Goal of the exercise -
State the number of lines in the records that contain "errors", with no other words.

Stored data entries
-- Opening Marker --

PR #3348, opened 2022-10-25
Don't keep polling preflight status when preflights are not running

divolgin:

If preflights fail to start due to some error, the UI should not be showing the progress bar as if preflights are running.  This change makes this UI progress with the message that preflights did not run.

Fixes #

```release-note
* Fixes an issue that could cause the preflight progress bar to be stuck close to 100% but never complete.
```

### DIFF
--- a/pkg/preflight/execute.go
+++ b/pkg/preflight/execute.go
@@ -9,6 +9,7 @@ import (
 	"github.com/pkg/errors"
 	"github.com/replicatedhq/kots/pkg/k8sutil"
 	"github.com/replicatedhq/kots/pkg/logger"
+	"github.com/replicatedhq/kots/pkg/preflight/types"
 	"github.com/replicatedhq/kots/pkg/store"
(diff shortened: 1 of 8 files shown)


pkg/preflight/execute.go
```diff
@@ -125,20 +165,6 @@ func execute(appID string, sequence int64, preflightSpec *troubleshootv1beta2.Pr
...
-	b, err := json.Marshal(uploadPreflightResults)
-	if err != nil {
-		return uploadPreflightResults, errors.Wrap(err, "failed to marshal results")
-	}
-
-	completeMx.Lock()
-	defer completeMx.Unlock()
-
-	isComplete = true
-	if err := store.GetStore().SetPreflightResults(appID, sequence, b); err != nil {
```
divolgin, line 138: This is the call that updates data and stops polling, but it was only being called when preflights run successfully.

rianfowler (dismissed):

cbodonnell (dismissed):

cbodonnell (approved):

-- Closing Marker --

Answer for the task -
2